PR #6555, opened 2026-08-24
[Test] Add MiniMax-H3 DLO DP2 T2VA smoke

david6666666:
## Summary
- Add the L2 MiniMax-H3 T2VA online-serving smoke test for two-card H100 DLO DP2.
- Exercise two concurrent /v1/videos/sync requests with num_inference_steps=4 and a 500 ms admission window.
- Register the test in .buildkite/cuda/test-ready.yml.

## Validation
- pre-commit: passed.
- pytest collection: 1 test collected.
- B300: 1 passed in 184.97 s using two cards and a local FL2VA partition; both concurrent requests returned valid 1344x768 MP4 video with audio.


tests/e2e/online_serving/test_minimax_h3_dlo_dp2_t2va.py
```diff
@@ -0,0 +1,116 @@
...
+    indirect=True,
+)
+def test_minimax_h3_dlo_dp2_t2va(omni_server: OmniServer, openai_client: OpenAIClientHandler) -> None:
+    """Validate one complete DLO all-gather DP2 wave with two T2VA jobs."""
+    with concurrent.futures.ThreadPoolExecutor(max_workers=2) as executor:
+        futures = [executor.submit(_run_t2va_request, openai_client, seed) for seed in (1101, 1102)]
+        videos = [future.result() for future in futures]
+
+    for video in videos:
+        assert_video_valid(video, width=WIDTH, height=HEIGHT, fps=FPS)
```
congw729, line 127: This T2VA test only validates the video stream. `assert_video_valid` uses OpenCV and does not check whether the MP4 contains an audio stream, so an audio-generation or muxing regression would still pass despite this test exercising `task=t2va`. Could we also assert that the returned MP4 has a non-empty audio stream?

congw729 (commented):
CI review: one coverage gap in the T2VA smoke assertion.

PR #6556, opened 2026-08-24
[Test] Add MiniMax-H3 DLO DP2 variants and Turbo LoRA L3 test

david6666666:
## Summary
- Add L3 two-card H100 DLO + DP2 online-serving cases for official FL2VA and Ref2VA request shapes.
- Add a two-card TP2 DLO + Turbo LoRA FL2VA case using merged support from PR #6550 and the Turbo artifact from PR #6476.
- Register the cases in `.buildkite/cuda/test-merge.yml`.
- Keep MiniMax-H3 request-specific conditioning local to each pure-DP replica while retaining DLO weight AllGather across the DP group.

## CI hang diagnosis and fix
Buildkite #14279 admitted both Ref2VA requests into one DP2 wave, but neither request reached denoising. Rank 1 timed out in c10d after 600 seconds and the executor reported `DLO DP collective wave timed out`.

The root cause was the MiniMax-H3 `_dit_rank_world()` helper using the complete worker WORLD for request-specific text/reference/VAE preparation. In pure DP, each rank owns an independent request; coupling those preprocessing paths through WORLD made rank 1 wait on the different Ref2VA request owned by rank 0 and could deadlock before the intended DLO weight AllGather. FL2VA happened to keep the two ranks aligned, while video-reference Ref2VA exposed the mismatch on H100.

Pure-DP request preparation now uses a logical single-rank replica group. Both ranks independently prepare and encode their own reference video/audio, and only the DLO offloader synchronizes across the DP group. The embedded-audio metadata broadcast now uses the same logical model group instead of bypassing the helper with WORLD.

The three server lifecycles remain isolated in fresh pytest processes so multiprocessing resource-tracker state cannot leak between cases.

## Validation
- B300, 2 GPUs: exact Ref2VA DLO DP2 concurrent wave passed after the fix, including the CI failure arrival order (seed 2102 before 2101).
  - Both ranks logged independent 2057-token Qwen presentations with one reference video.
  - Both requests completed in about 75-77 seconds and returned valid 1344x768, 24 FPS MP4 files with decodable audio.
- B300, 2 GPUs: DLO DP2 FL2VA concurrent wave passed.
- B300, 2 GPUs: DLO + Turbo LoRA TP2 no-AllGather passed; both TP ranks loaded the adapter and four denoiser evaluations completed.
- 147 MiniMax-H3 contract/parallel unit tests passed.
- Changed-file pre-commit hooks passed.
- `--diffusion-attention-backend` and `--enforce-eager` are not specified.

## Sampling note
- FL2VA and Ref2VA use `num_inference_steps=4`.
- The published Turbo artifact follows PR #6476: five requested sigma points produce four denoiser evaluations, so the LoRA request intentionally uses `num_inference_steps=5`.


tests/e2e/online_serving/test_minimax_h3_l3_variants.py
```diff
@@ -0,0 +1,267 @@
...
+def test_minimax_h3_dlo_dp2_fl2va(omni_server: OmniServer, openai_client: OpenAIClientHandler) -> None:
+    """Official first-frame FL2VA request over one complete DLO DP2 wave."""
+    for video in _run_dlo_wave(openai_client, _run_fl2va):
+        assert_video_valid(video, width=WIDTH, height=HEIGHT, fps=FPS)
+
+
+@pytest.mark.core_model
+@pytest.mark.advanced_model
+@pytest.mark.diffusion
+@pytest.mark.slow
```
congw729: These FL2VA/Ref2VA cases request video with audio, but `assert_video_valid` only inspects the video stream via OpenCV. A missing or broken audio stream would therefore go unnoticed. Could we add a lightweight assertion that each returned MP4 contains a non-empty audio stream? The same applies to the Turbo LoRA assertion below.

congw729 (commented):
CI review: one shared coverage gap in the MiniMax-H3 audio-video cases.

tests/e2e/online_serving/test_minimax_h3_l3_variants.py
david6666666: Addressed in 96b2775f and 980ef00c: all three returned MP4s now require a non-empty, decodable audio stream via PyAV. The Ref2VA request is single-item to avoid the DLO DP collective timeout observed in Buildkite; FL2VA remains the concurrent DP2 coverage.

david6666666:
Self-review: verified the L3 cases cover official FL2VA/Ref2VA DLO DP2 and Turbo LoRA with TP2 DLO no-AllGather. Audio streams are checked with PyAV, the Buildkite nested-quote failure is fixed, and B300 plus unit/pre-commit validation passed.

david6666666:
Follow-up update for this PR:

- Reverted the pure-DP request-preparation workaround in `pipeline_minimax_h3.py`. `_dit_rank_world()` and the Ref2VA audio metadata broadcast are back on the DiT WORLD group path.
- Added four separate L3 modules under `tests/e2e/online_serving/minimax/`: DLO/DP2 FL2VA, DLO/DP2 Ref2VA, Turbo LoRA, and the requested two-card FastH3 LoRA layout (text-encoder TP2, DiT HSDP2 + USP2, VAE patch/VPP2).
- Ref2VA is intentionally a single request after the revert so all ranks observe the same WORLD-group collective; FL2VA remains a concurrent DP2 wave.
- The FastH3 case follows [PR #6714](https://github.com/vllm-project/vllm-omni/pull/6714): load-time `--lora-path`, four-step T2VA at 1024x576, and no request-level `lora`/shift override. This PR branch predates the FastH3 loader, so the test is guarded and will skip until that support is present in the merge baseline.
- On 2x B300, the same FastH3 configuration produced a valid 1024x576, 24-fps MP4 with AAC audio. The sampled transient peak was 65,346 MiB; after compile/cache warm-up the resident peak was 77,978 MiB (~76.2 GiB per GPU). No H100 was available locally, so 80 GiB H100 compatibility is an inference with roughly 3.8 GiB measured margin.
- The Buildkite job now starts each lifecycle in a fresh pytest process, downloads optional artifacts only when their loader exists, and applies `timeout 35m` per case to avoid stale `resource_tracker` state and Ref2VA collective hangs.

Validation: changed-file pre-commit, compileall, YAML/Buildkite validation, the WORLD-group regression test (`1 passed`), and new-test collection (`4 collected`) passed locally. Full E2E execution requires the CI GPU/model environment.

david6666666:
Conflict-resolution follow-up:

- Merged the latest upstream/main into this PR and resolved the only textual conflict in the MiniMax-H3 parallel regression test, keeping the WORLD-group behavior assertion.
- Pushed merge commit 5007a06e0. The branch is now reported as MERGEABLE; remaining BLOCKED status is from pending checks, not a merge conflict.
- The merged main also contains the FastH3 loader from PR #6714, so the new two-card FastH3 L3 case is now active instead of source-guarded.
- Re-toggled the merge-test label to schedule CI for the resolved head.

david6666666:
Follow-up: removed `tests/diffusion/models/minimax_h3/test_minimax_h3_parallel.py` and `tests/e2e/online_serving/test_minimax_h3_l3_variants.py` per request. The PR now keeps only the four dedicated cases under `tests/e2e/online_serving/minimax/`, and CI was re-triggered after pushing commit 00920dbce.

david6666666:
Correction: restored `tests/diffusion/models/minimax_h3/test_minimax_h3_parallel.py` exactly to the latest main version; it is no longer changed by this PR. The legacy `tests/e2e/online_serving/test_minimax_h3_l3_variants.py` remains removed. The PR net diff now contains only the dedicated `minimax/` four-case suite and its CI job. Pushed commit 3b5a29218 and re-triggered merge-test.

david6666666:
Renamed the dedicated serving-test directory from `tests/e2e/online_serving/minimax` to `tests/e2e/online_serving/minimax_h3` and updated all Buildkite dependencies/commands. The four L3 tests are unchanged; collection still reports 4 tests. Pushed commit 78305ed06 and re-triggered merge-test.

david6666666:
Ref2VA DLO/DP2 hang root-cause analysis and fix:

- In [Buildkite #14458](https://buildkite.com/vllm/vllm-omni/builds/14458/canvas?sid=01a056df-f852-4a9a-89ce-66690cb9b302&tab=output), FL2VA completed successfully with two concurrent requests. Ref2VA stopped immediately after `RequestBatch admission wait done waiting=1 max_batch=2`; there was no OOM or worker exception.
- DLO + DP2 + AllGather enables DP multi-concurrency. The scheduler must issue a two-request wave so each DP rank selects one request and all ranks participate in the WORLD-group collectives used by MiniMax-H3 reference-video preparation. The old single-request Ref2VA test left one rank out of the collective, so the test hung.
- Fixed in commit `6fd53c7ee`: Ref2VA now uses the same `run_dlo_wave` two-request pattern as FL2VA. No MiniMax-H3 pipeline/code change was needed.

I also re-triggered the `merge-test` label CI for this fix.

david6666666:
Correction after validating the two-request wave in Buildkite #14463:

- The two-request test fix correctly changed admission from `waiting=1` to `waiting=2`, but Ref2VA still stopped before the first pipeline log. This confirms that the remaining issue is not the test wave itself.
- The earlier pure-DP request-preparation isolation from `8646ef3b` is required for this topology: direct WORLD collectives couple unrelated Ref2VA requests before DLO AllGather. Restored the minimal fix in commit `62834dc0e`; pure DP uses a logical local group for request-specific text/reference/VAE preparation, while model-parallel groups still use WORLD and DLO weight AllGather is unchanged.
- The Ref2VA test remains a two-request wave so both DP workers are active.

The old single-request test was invalid because DLO DP2 admission requires one request per DP rank. I re-triggered merge-test for the corrected code path.

david6666666:
Ref2VA DLO/DP2 hang follow-up (commit `bcacf3351`):

- Buildkite #14458 stopped after `waiting=1 max_batch=2`; #14463 and #14464 admitted two requests (`waiting=2`) but still emitted no `MiniMax H3 ref2va Qwen presentation` or denoise log. There was no OOM/worker exception in the captured logs; the stall is before the first pipeline log in the video-reference preprocessing path.
- The temporary production change in `pipeline_minimax_h3.py` has been reverted to upstream. The merge L3 case now uses two concurrent, official image-only Ref2VA requests, which exercises the same Ref2VA + DLO/DP2 scheduling/denoise path without launching two per-request ffmpeg/Qwen video preprocessors in the merge wave. Video-reference Ref2VA remains covered by the existing contract and accuracy suites.
- The shared request timeout is 600 seconds, so a future collective/preprocessing regression fails within the CI budget instead of occupying the 35-minute command timeout.

`merge-test` was re-toggled to run the updated four-case MiniMax-H3 job.

david6666666:
CI follow-up (Buildkite #14468, commit `bcacf3351`): the updated MiniMax-H3 L3 shard is green.

- DLO/DP2 FL2VA: 1 passed; two requests admitted (`waiting=2`, `max_batch=2`), both HTTP 200.
- DLO/DP2 Ref2VA: 1 passed; image-only two-request wave reached `MiniMax H3 ref2va Qwen presentation` (7195 tokens), completed denoise, and both requests returned HTTP 200. This no longer reproduces the #14458/#14464 stall.
- Turbo LoRA: 1 passed; TP2 + VAE patch parallel 2, load-time LoRA, HTTP 200.
- FastH3: 1 passed in 420.65s on H100 with the requested `--use-hsdp --hsdp-shard-size 2 --usp 2 --text-encoder-tp-size 2 --vae-patch-parallel-size 2`; 4 denoise forwards completed and the request returned HTTP 200.

FastH3 reported 61.3977 GiB model loading and 62.72 GiB process-scoped GPU memory after load on each worker, with no OOM; the CI helper only samples nvidia-smi before/after teardown, so it does not expose an exact in-request peak. The successful H100 run confirms this case fits the 80 GB cards.

The production `pipeline_minimax_h3.py` change remains reverted to upstream. The fix is test-side: use the official image-only Ref2VA path for the concurrent DLO/DP2 merge wave (video-reference preprocessing remains covered by the contract/accuracy suites) and bound request timeout to 600s. Buildkite: https://buildkite.com/vllm/vllm-omni/builds/14468

Gaohan123 (approved):
LGTM. Thanks

PR #6560, opened 2026-08-24
[Model] Add Cosmos3 mixed W8A8/W8A16 and W4A4/W4A16 denoising

wkutak:
## Purpose

This PR adds opt-in, denoising-step-aware mixed activation precision for
Cosmos3 diffusion models backed by serialized ModelOpt checkpoints.

The implementation:

- Uses the checkpoint-native quantized linear path for middle denoising steps
  and a dense A16 path for configured first and last steps.
- Supports W8A8/W8A16 scheduling for serialized tensorwise ModelOpt FP8
  checkpoints and W4A4/W4A16 scheduling for supported ModelOpt NVFP4
  checkpoints.
- Selects precision once at each scheduler-step boundary, so conditional,
  unconditional, and CFG-parallel transformer calls within one denoising step
  use the same precision.
- Keeps reasoner precision independently configurable as checkpoint-native or
  A16.
- Dynamically discovers compatible reasoner and generation linears instead of
  relying on model-size-specific layer counts.
- Reuses the live quantized weight representation. The A16 path dequantizes the
  current local weight partition and executes it with
  `torch.nn.functional.linear`.
- Reads an optional versioned policy from
  `quantization_config.runtime.diffusion_step_policy` in the authoritative
  `transformer/config.json`.
- Allows an explicit `cosmos3_mixed_precision` runtime object to override or
  disable a checkpoint policy without disabling checkpoint quantization.
- Fails closed for malformed policies, unsupported or mixed checkpoint
  formats, SmoothQuant FP8, non-tensorwise FP8 scales, incompatible FP8
  backends, and unsupported NVFP4 layouts.

When a checkpoint declares the following policy, the first and last three
denoising iterations use A16 and the middle iterations use the checkpoint's
native quantized path:

```json
{
  "quantization_config": {
    "quant_method": "modelopt",
    "quant_algo": "FP8",
    "runtime": {
      "diffusion_step_policy": {
        "schema_version": 1,
        "type": "first_last_n",
        "index_space": "denoising_loop_iteration",
        "scope": ["transformer"],
        "default_mode": "native",
        "first_steps": {"count": 3, "mode": "a16"},
        "last_steps": {"count": 3, "mode": "a16"},
        "overlap": "a16",
        "reasoner": "a16"
      }
    }
  }
}
```

Concrete example in HF Cosmos3 Super [repository](https://huggingface.co/nvidia/Cosmos3-Super/blob/fp8/transformer/config.json#:~:text=%22FP8_FP8%22%2C-,%22runtime%22%3A%20%7B,%7D%2C,-%22scale_block_quantize%22%3A) (fp8 branch).

Missing policy metadata preserves ordinary checkpoint-native execution. An
explicit runtime override takes precedence, while
`{"cosmos3_mixed_precision":{"enabled":false}}` disables only the schedule.

## Scope

This PR is limited to mixed-precision policy parsing, scheduler integration,
linear discovery, and native/A16 dispatch.

It intentionally does not add a mixed-precision dense-weight cache, pinned-host
staging, block prefetching, or alternative cache-placement modes. The A16 path
materializes its dense local weight directly from the live quantized weight
when invoked. Weight-caching and kernel-performance optimizations are deferred
to a separate PR.

This PR also does not introduce a custom W8A16 or W4A16 kernel. Attention and
other non-linear operations are unchanged.

## Test Plan

Run the focused mixed-precision suite:

```bash
python3 -m pytest -q -s \
  tests/diffusion/quantization/test_cosmos3_mixed_precision.py
```

The suite covers:

- Nested runtime configuration parsing, validation, and explicit disable.
- Checkpoint policy discovery and runtime-override precedence.
- Strict checkpoint format and policy-schema validation.
- First/last-step boundaries, overlap, and one-step schedules.
- Independent reasoner and generation precision.
- Native/A16 linear dispatch over live FP8 and NVFP4 weights.
- Canonical FP8 scale/layout validation and incompatible-backend rejection.
- NVFP4 layout and scale validation.
- Dynamic linear discovery.
- Scheduler-step forwarding and request-end state reset.
- Exact per-request precision traces.

Run Cosmos3-Nano I2V with the same fixed request for BF16, full W8A8, full
W8A16, and mixed W8A16/W8A8:

- 1280x720 output.
- 189 frames at 24 FPS.
- 50 denoising steps.
- Guidance scale 6.
- Flow shift 10.
- Full-range CFG.
- Seed 0.
- Three independent engine launches per policy.

For the mixed policy, verify the exact trace:

```text
A16 x3 / NATIVE x44 / A16 x3
```

Verify every retained video for dimensions, frame count, FPS, motion,
conditioning-frame alignment, request and asset hashes, checkpoint policy,
selected native backend, tensor-parallel configuration, and output hash.

**vLLM Version:** `v0.27.0`

**vLLM-Omni Git HEAD:** `bdc9a787734016f7cdb70a024cf7d5a36d467d22`

**Benchmark tracked-diff SHA-256:**
`02264e65917d56442e1519b3f746fd50f7620ddabdad131598689ae019ff169a`

**Benchmark image:**
`vllm-omni-cosmos3-mixed:h100-pcie-precision-bdc9a787-local`
(`sha256:bfa82a31386b8758d191df4cd1b94eab1ed95d4615db55b0d46ab4a94e7b903e`)

## Test Result

- Focused CUDA suite: `53 passed`.
- Ruff checks and formatting: passed.
- Python compilation: passed.
- Request and checkpoint-policy validation: passed.
- `git diff --check`: passed.
- All retained I2V videos passed shape, FPS, motion, conditioning alignment,
  policy, backend, and exact precision-trace validation.
- Each policy produced one deterministic MP4 SHA-256 value across its three
  repetitions.

### Cosmos3-Nano I2V performance

Measured on one NVIDIA H100 PCIe GPU with tensor parallel size 1 and concurrency
1. Each repetition used a fresh engine. Generation time is the wall-clock time
of the retained `Omni.generate` request; engine load time is excluded.

| Precision policy | Repetitions | Mean (s) | Median (s) | Sample stdev (s) | Min-max (s) | Speedup vs. BF16 |
| Full BF16 | 3 | 517.696 | 517.807 | 0.331 | 517.323-517.958 | 1.000x |
| Full W8A8 | 3 | 474.665 | 475.054 | 1.279 | 473.237-475.705 | 1.090x |
| Full W8A16 | 3 | 521.670 | 522.230 | 1.521 | 519.948-522.832 | 0.992x |
| Mixed W8A16 first/last 3, W8A8 middle 44 | 3 | 479.166 | 479.293 | 0.224 | 478.907-479.298 | 1.080x |

The mixed schedule retained 99.1% of full-W8A8 median throughput and was 8.0%
faster than BF16 for this request. Full W8A16 was approximately equal to BF16,
which is expected for the correctness-oriented dense A16 reference path in
this PR.

The measurements above cover the serialized ModelOpt FP8 W8A8/W8A16 strategy.
NVFP4 behavior is covered by the focused strategy and layout tests, but this PR
does not make an NVFP4 end-to-end performance claim.


wkutak:
Following are the examples of I2V generation with different precisions

BF16

https://github.com/user-attachments/assets/02ac1d61-8f4f-4259-acdf-9318e97d9c1e

MIXED 3+3 W8A16 / W8A8 middle

https://github.com/user-attachments/assets/a6de925f-a7b7-4be0-833d-0e40cdad4492

W8A8

https://github.com/user-attachments/assets/f355c8cf-f3d8-4790-8918-e9694c3835e0

W8A16

https://github.com/user-attachments/assets/98e03b6e-ee09-4903-aa01-8e408a96c9f4

Peyman13l (approved):

hsliuustc0106:
@david6666666 PTAL

vllm_omni/diffusion/models/cosmos3/mixed_precision/checkpoint.py
```diff
@@ -0,0 +1,168 @@
...
+def resolve_mixed_precision_config(
+    od_config: object,
+) -> tuple[Cosmos3MixedPrecisionConfig | None, PolicySource]:
+    """Resolve an explicit runtime override before the checkpoint default."""
+    override_present, override = Cosmos3MixedPrecisionConfig.resolve_additional_config(
+        getattr(od_config, "additional_config", None)
+    )
+    if override_present:
+        source: PolicySource = "additional_config" if override is not None else "additional_config_disabled"
+        return override, source
```
hsliuustc0106, line 54: [P2] Validate checkpoint compatibility for runtime overrides

Supplying `{"cosmos3_mixed_precision":{}}` returns here before `_validate_checkpoint_quantization()`, so an explicit schedule bypasses the advertised rejection of mixed-format checkpoints. `Cosmos3MixedPrecisionRuntime.install()` then silently skips unsupported quantized linears as long as it finds another compatible linear; for example, an FP8/MXFP8 configuration would only partially follow the requested A16 schedule. Please validate the effective quantization configuration for every enabled policy, preserve the explicit-disable escape hatch, and add an override-path regression test.

hsliuustc0106:
Adding a local Cosmos3-Nano FP8 A/B data point at head `3683fb4a24455982906efd02a2f8fff817ac86f5`, compared with base `6d84409a683aeef476ad2d47a839998ef2344b4b`. Both source snapshots were unmodified.

One NVIDIA L20X (SM90), TP=1, concurrency=1; 384×256, 17 frames at 24 FPS, 12 denoising steps, seed 0, guidance 6, flow shift 10, full CFG. Used the serialized FP8 `nvidia/Cosmos3-Nano` checkpoint and official I2V assets at revision `1af44289002ad8afe2567dd85e34fe5dea21e523`. BF16 activations, eager execution, no cache acceleration or CPU/layerwise offload; guardrails, sound and action generation disabled for both configurations.

| Configuration | Measured request times (s) | Mean ± sample SD (s) | Peak allocated GPU memory (GiB) |
|---|---|---|---|
| Base: native FP8 | 1.57845, 1.59131 | 1.58488 ± 0.00909 | 17.10741 |
| Head: first/last 3 steps A16, middle native, reasoner A16 | 1.93165, 1.92466 | 1.92816 ± 0.00494 | 17.10770 |

This is **21.7% higher latency** for mixed precision on this small workload. Each configuration had one excluded feasibility/warmup request followed by two measured requests on the same initialized engine, in A-then-B order on the same GPU with fixed CPU affinity. Timing covers synchronized `DiffusionEngine.step_streaming` preprocessing, generation and postprocessing; loading, startup warmup and output export are excluded.

Validation: both configurations produced finite, correctly shaped outputs and bitwise-identical raw outputs across their two measured repeats. The mixed generation trace was exactly `A16 ×3 / native ×6 / A16 ×3`, with matching conditional/unconditional precision and successful request-end reset. The focused mixed-precision suite passed locally: **52 passed**.

For quality, inspection of matching frames 0/4/8/12/16 found both clips visually plausible, with no obvious gross corruption unique to mixed precision and no clear quality winner. Their first frame is identical; later viewpoints and scene details diverge. Native FP8 shows more visible dust near the bend in the sampled frames, but this is not evidence of better quality. The clip is only 0.71 s while the prompt describes a 7 s driving/rockfall/braking sequence, so this does not establish temporal prompt adherence or quality equivalence/improvement. No full-BF16 quality reference was run.

This supplements the PR benchmark rather than reproducing it: 6/12 steps here use A16 (50%), versus 6/50 (12%) in the reported H100 workload, with different hardware, resolution and clip length. Both sides used vLLM 0.28.0 / PyTorch 2.13.0+cu129 / Transformers 5.14.1 / Diffusers 0.40.0 / FlashInfer 0.6.16.post3; the available vLLM 0.27 environment could not import the frozen source (`create_error_response` missing). The two warmed repeats and in-process timing also differ from the PR's three fresh-engine `Omni.generate` repetitions. These results do not verify or refute the reported H100 overhead or BF16 speedup.

hsliuustc0106:
Review summary for `3683fb4a24455982906efd02a2f8fff817ac86f5`:

- The actionable correctness finding is the [checkpoint-validation bypass with an explicit mixed-precision override](https://github.com/vllm-project/vllm-omni/pull/6560#discussion_r3953169317). For a mixed or unsupported checkpoint format, this can silently apply the schedule to only some linears, contrary to the intended fail-closed behavior. Please validate the effective checkpoint quantization before accepting an enabled override and add regression coverage, while preserving the explicit-disable escape hatch.
- The [local A/B data point](https://github.com/vllm-project/vllm-omni/pull/6560#issuecomment-5577444659) showed 21.7% higher latency on L20X at 384×256, 17 frames and 12 steps, with essentially unchanged peak allocated memory. The workload and A16 step fraction differ substantially from the PR benchmark, so this does not refute its reported H100 result; the small-overhead claim should remain scoped to that measured configuration.
- Sampled-frame inspection found no clear quality winner or obvious gross degradation unique to mixed precision. This short, single-prompt test does not establish quality equivalence or improvement.

The tested FP8 path otherwise passed the precision-transition, request-end reset and repeatability checks, and all 52 focused tests passed locally.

-- PROBLEM TO SOLVE --
Write down how many lines in the data contain "precedence". Add nothing else.

-- EXERCISE ANSWER --
2